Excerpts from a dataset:
PR #1779, opened 2017-03-01
Synchronize Dataflow dependency to what VS uses

cdmihai:
devenv.exe has a binding redirect for Dataflow of `oldVersion="4.0.0.0-4.5.65535.65535" newVersion="4.5.24.0"`. We need to have the same dependency, otherwise msbuild crashes when loaded in-proc inside devenv.exe


cdmihai:
@eerhardt you might want to wait for this one too.

cdmihai:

▸ TASK ITEM
Every entry must appear in the answer exactly as written.

▸ TASK RESULT
PR #1779, opened 2017-03-01
Synchronize Dataflow dependency to what VS uses

cdmihai:
devenv.exe has a binding redirect for Dataflow of `oldVersion="4.0.0.0-4.5.65535.65535" newVersion="4.5.24.0"`. We need to have the same dependency, otherwise msbuild crashes when loaded in-proc inside devenv.exe


cdmihai:
@eerhardt you might want to wait for this one too.

cdmihai:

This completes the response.